A Refresher on the Duty to Defend
In both Crawford and CH2M Hill, the courts found that a contractual duty to defend arises immediately after the claim is made, and the defendant may owe all costs of defense, even if later found not liable for negligence at trial. At the time of these decisions, it was thought that maybe these rulings were the result of “bad facts make bad law” or simply wacky rulings by California judges. However, this appears to not be so. The rest of the country may be aligning with these decisions. Recently, in Massachusetts, two cases have been decided that have found that the duty to defend is immediate and not tied to the duty to indemnify.
The Massachusetts Courts Take on the Duty to Defend
In Siebe, Inc. v. Louis M. Gerson Co., Inc. (2009) 74 Mass. App. Ct. 544, the Court of Appeals found that Gerson ( a product manufacturer) owed Siebe (a product distributor) a contractual duty to defend and had to pay all of Siebe’s costs of defense, even if the underlying claim was later found to be without merit.
Likewise, just recently, in the case Siemens Industry, Inc., v. Eire Electrical Corp. (2012) U.S. Dist. LEXIS 168836, the defendant, Eire Electrical Corp. (subcontractor) was found not negligent. Regardless, the United States District Court for Massachusetts held that Eire owed a contractual duty to defend and pay the costs of defense to Siemens (general contractor).
In each of these cases, the courts’ rationale was the same; the term “claims” in a contract is synonymous with the term allegation. Applying this rationale to contracts which contain clauses that require a party to defend another for all “claims” arising from breach of the contract or negligent performance of services, a mere allegation of negligence or breach is sufficient to give rise to the duty to defend, even where the claim has no merit.

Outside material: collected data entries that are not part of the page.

PR #2020, opened 2022-12-19
refactor!: use exclusively `axis=-1` reduction for `axis=None`

### LINKED ISSUE #1789: `ak.sum([])` raises `IndexError`

agoose77:
This PR reworks #1793. 
- [x] Fixes #1789 
- [x] Removes the `flatten_records` argument to reducers
- [x] General cleanups of reducers

I plan to go back into `_reducers` after working on the nplike mechanism to cleanup the dtype handling. For now, it works, but I'd prefer us to deal exclusively with `np.dtype` objects rather than NumPy's generic types.


agoose77:
So, something I hadn't thought about when designing this is that we effectively can't build a union of a JAX array if it's a tracer — we can, but the tangents are lost, because we perform the copy with a kernel rather than a `jax.numpy.concatenate`-like copy. This means that `axis=None` wouldn't work for JAX functions, whereas this does currently work with an explicit high-level loop. N.b. that the explicit high-level loop is not without its own problems, particularly the amount of boilerplate if we need to handle `mask`, `initial`, etc.

This needs some more thought.

agoose77:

National Implications and What Appears to be a Trend
The decisions of Siebe and Siemens in many ways mirror the decisions by the California courts in Crawford and CH2M Hill. While these decisions in accordance with California and Massachusetts indemnity law and the even more important “duty to defend” issue may not exactly be sweeping the nation yet, there is at least some indication that there is a growing and negative trend with potentially disastrous results for design professionals. What these cases all have in common is some very unfavorable indemnity language that the courts have said is enforceable.
Don’t think that what you sign will not come back to haunt you like the ghost of Christmas past because it just might. The best advice is to remain vigilant, don’t sign unfair/unbalanced indemnity agreements and stay tuned….
For further information on this article or the issues discussed herein, please contact any of the Collin Collins Muir + Stewart offices in Northern and Southern California. Website: http://www.ccmslaw.com; 1100 El Centro Street South Pasadena, CA 91030 Phone: (626) 243-1100. email@example.com.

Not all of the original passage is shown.